Uveal melanoma: new findings on therapeutic targets

A cancer of the eye that affects almost 600 adults per year, uveal melanoma develops on the walls of the eye. Like the skin, our eyes contain melanocytes, cells that are responsible for producing melanin, a pigment that protects us from the sun’s rays. Uveal melanoma leads to metastases in the liver in 20 to 30% of cases. The outlook in this case is unfavorable, with a 52% survival rate at one year. The currently available, such as chemotherapy and immunotherapy, have far not been proven effective enough. Recently, Tebentafusp - a molecule able to redirect the patient’s CD3+ T-cells against an antigen of the tumor cells - produced promising results in phase-III clinical trials.

Within this context, research on new therapeutic targets that are effective against uveal melanoma is needed. The fight against uveal melanoma is part of the SIRIC program at Institut Curie.
In a recently published study, researchers from Institut Curie and Inserm evidence new therapeutic targets that are shared between patients, and specific to the tumor.
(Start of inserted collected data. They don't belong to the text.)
PR #2951, opened 2023-10-09
Add prevent_self_review on repo environments

brekelj1:
Add prevent_self_review field on repo/deployment environments. See https://docs.github.com/en/rest/deployments/environments?apiVersion=2022-11-28#create-or-update-an-environment

### DIFF
--- a/github/repos_environments.go
+++ b/github/repos_environments.go
@@ -17,7 +17,6 @@ type Environment struct {
 	Owner                  *string         `json:"owner,omitempty"`
 	Repo                   *string         `json:"repo,omitempty"`
 	EnvironmentName        *string         `json:"environment_name,omitempty"`
-	PreventSelfReview      *bool           `json:"prevent_self_review,omitempty"`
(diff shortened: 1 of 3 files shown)


github/repos_environments.go
```diff
@@ -17,6 +17,7 @@ type Environment struct {
 	Owner                  *string         `json:"owner,omitempty"`
 	Repo                   *string         `json:"repo,omitempty"`
 	EnvironmentName        *string         `json:"environment_name,omitempty"`
+	PreventSelfReview      *bool           `json:"prevent_self_review,omitempty"`
```
gmlewis, line 20: Why is this needed in the `Environment` struct?  
Using the link in your PR description, I only see it being needed in the `ProtectionRule`.

brekelj1: Good point, I thought this was the same struct used for CreateUpdateEnvironment.

gmlewis (approved):
Thank you, @brekelj1 !
LGTM.
Merging.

These targets are abnormal cellular peptides developed by the tumor, and recognized by the T-cells, cells which can then destroy tumor cells. These results were published in the journal Cancer Discovery on April 2, 2021.
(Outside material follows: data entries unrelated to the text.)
PR #2969, opened 2023-10-20
Move RateLimits method to a service

### LINKED ISSUE #2968: Move RateLimits method to a service
I missed the RateLimits method in #2937. It should be moved to a service struct.

Docs are at [rate-limit/rate-limit#get-rate-limit-status-for-the-authenticated-user](https://docs.github.com/rest/rate-limit/rate-limit#get-rate-limit-status-for-the-authenticated-user), so according to our existing pattern, we should move it to a new service called `RateLimitService` and name it `Get`

`Client.RateLimits` should be marked as deprecated and its body should be updated to `return c.RateLimit.Get(ctx)`

This may be a candidate for "good first issue" with the slight complication of creating a new service.

/cc #2936

nhAnik:
Closes #2968


gmlewis (commented):
Thank you, @nhAnik !
Anywhere you find `client.RateLimits` (such as `test/integration/misc_test.go`), it needs to be updated to call the new service instead.

WillAbides (commented):
This LGTM except for the lint failure. You can fix that by calling your new method instead of client.RateLimits

WillAbides (approved):
LGTM

gmlewis (approved):
Thank you, @nhAnik and @WillAbides !
LGTM.
Merging.

PR #2972, opened 2023-10-23
Lint godoc comments

WillAbides:
This adds linting for godoc comments. We had several cases where the method name didn't match the comment.

I had to make golangci-lint not use default exclusions in order to make it check godoc. There were only a couple of other default exclusions that affected go-github, so I only added those back.


gmlewis (approved):
Awesome, thank you, @WillAbides !
LGTM.
Merging.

A new therapeutic target, neoepitopes due to mutations of the SF3B1 splicing factor
 

20 to 25% of uveal melanomas carry a genetic anomaly: a mutation of the splicing factor[1], SF3B1. This mutation leads to splicing anomalies that generate new messenger RNA sequences which themselves produce new peptides (protein components).

"The purpose of our study was to determine whether patients who have the SF3B1 mutation develop an immune response directed against these peptides", explains Olivier Lantz, head of the clinical immunology laboratory at the Institut Curie hospital and joint-last author of the study. This is in fact the case, since neoepitopes are expressed only by the tumor’s cells and cause the destruction of these cells by the CD8 T-cells, also known as killer cells.

This discovery means that it will be possible, in time, to redirect the immune system against these specific neoepitopes

Explains Marc-Henri Stern, head of the DRUM team (DNA Repair and Uveal Melanoma) at Institut Curie. Researchers hope to soon be able to develop a vaccine that will inject a treatment to target these neoepitopes, which are both shared between patients, and specific to the tumor.

[1] Splicing is a process by which RNA transcribed from genome DNA undergo stages of cutting/connecting that lead to the elimination of certain areas in the final RNA.